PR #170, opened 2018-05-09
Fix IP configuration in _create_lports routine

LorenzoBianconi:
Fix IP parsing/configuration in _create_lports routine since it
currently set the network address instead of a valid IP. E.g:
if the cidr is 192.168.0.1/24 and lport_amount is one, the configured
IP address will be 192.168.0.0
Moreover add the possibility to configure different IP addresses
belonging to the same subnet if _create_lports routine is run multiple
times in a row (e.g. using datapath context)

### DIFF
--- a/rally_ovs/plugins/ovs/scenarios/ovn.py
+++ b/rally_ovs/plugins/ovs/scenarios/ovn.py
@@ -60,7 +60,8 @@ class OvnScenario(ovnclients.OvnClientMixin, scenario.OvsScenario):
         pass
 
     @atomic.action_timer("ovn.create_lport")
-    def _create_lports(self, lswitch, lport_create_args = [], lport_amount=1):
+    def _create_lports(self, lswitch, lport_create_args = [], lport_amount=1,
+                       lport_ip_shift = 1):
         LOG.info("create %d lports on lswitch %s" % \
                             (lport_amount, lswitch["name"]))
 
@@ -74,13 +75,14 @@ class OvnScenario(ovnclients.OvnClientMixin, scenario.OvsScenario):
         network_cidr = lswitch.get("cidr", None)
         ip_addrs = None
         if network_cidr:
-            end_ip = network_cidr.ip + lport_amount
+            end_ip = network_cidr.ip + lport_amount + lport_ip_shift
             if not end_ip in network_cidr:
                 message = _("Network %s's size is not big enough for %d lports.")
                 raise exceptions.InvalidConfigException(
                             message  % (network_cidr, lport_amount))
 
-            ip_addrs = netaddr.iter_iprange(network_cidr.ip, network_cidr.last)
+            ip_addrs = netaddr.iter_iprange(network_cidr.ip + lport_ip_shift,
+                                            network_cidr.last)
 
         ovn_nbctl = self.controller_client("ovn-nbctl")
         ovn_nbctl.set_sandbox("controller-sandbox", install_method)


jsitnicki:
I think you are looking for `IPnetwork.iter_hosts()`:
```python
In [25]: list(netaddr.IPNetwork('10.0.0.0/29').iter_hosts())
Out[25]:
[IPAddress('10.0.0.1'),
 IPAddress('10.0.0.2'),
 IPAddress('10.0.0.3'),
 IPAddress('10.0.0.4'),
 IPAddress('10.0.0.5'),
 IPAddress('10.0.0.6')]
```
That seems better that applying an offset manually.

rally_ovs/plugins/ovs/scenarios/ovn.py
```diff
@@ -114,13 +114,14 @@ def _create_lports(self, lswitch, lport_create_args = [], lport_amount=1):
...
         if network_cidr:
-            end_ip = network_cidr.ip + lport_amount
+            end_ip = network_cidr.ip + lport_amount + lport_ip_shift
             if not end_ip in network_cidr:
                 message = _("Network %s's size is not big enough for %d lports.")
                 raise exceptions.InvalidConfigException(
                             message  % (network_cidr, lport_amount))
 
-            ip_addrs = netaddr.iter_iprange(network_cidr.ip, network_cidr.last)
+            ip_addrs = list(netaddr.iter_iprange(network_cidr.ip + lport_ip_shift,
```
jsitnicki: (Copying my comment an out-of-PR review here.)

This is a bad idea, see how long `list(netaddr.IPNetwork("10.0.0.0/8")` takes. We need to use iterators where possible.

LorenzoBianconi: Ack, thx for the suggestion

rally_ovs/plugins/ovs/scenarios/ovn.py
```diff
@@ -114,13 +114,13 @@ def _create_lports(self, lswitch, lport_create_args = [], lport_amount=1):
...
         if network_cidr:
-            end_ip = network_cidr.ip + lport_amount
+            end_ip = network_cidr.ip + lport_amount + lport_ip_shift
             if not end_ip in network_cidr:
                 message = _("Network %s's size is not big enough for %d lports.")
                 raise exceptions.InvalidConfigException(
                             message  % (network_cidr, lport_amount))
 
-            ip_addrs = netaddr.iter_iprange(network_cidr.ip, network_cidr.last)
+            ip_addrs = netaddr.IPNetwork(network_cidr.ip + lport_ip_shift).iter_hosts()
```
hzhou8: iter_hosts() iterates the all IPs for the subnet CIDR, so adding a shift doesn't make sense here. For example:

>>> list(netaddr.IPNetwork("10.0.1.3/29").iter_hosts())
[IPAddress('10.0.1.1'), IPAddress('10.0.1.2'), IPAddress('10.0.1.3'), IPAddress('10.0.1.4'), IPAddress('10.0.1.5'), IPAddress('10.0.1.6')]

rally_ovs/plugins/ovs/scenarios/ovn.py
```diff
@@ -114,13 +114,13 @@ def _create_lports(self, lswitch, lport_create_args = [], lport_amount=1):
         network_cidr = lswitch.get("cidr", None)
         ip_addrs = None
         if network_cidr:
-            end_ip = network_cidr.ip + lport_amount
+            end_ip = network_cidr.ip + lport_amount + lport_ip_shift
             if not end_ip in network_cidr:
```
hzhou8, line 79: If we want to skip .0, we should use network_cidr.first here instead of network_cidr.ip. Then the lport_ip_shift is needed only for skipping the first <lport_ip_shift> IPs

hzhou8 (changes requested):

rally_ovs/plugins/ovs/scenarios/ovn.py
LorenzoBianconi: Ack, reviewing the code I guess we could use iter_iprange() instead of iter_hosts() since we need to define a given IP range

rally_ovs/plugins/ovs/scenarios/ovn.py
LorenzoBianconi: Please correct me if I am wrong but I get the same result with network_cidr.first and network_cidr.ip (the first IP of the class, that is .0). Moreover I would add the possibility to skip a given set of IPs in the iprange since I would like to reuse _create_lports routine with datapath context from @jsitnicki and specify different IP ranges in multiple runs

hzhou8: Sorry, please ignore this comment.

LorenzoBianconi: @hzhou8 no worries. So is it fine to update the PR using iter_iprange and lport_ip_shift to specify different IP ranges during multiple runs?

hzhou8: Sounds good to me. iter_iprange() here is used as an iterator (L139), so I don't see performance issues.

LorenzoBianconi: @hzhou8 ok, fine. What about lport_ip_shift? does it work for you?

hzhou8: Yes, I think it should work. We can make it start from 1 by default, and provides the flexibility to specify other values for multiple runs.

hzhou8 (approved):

Work request ▸
Only the lines that hold the word "configuration" are wanted; each should be pulled from the records.

Answer section ▸
Fix IP configuration in _create_lports routine
Fix IP parsing/configuration in _create_lports routine since it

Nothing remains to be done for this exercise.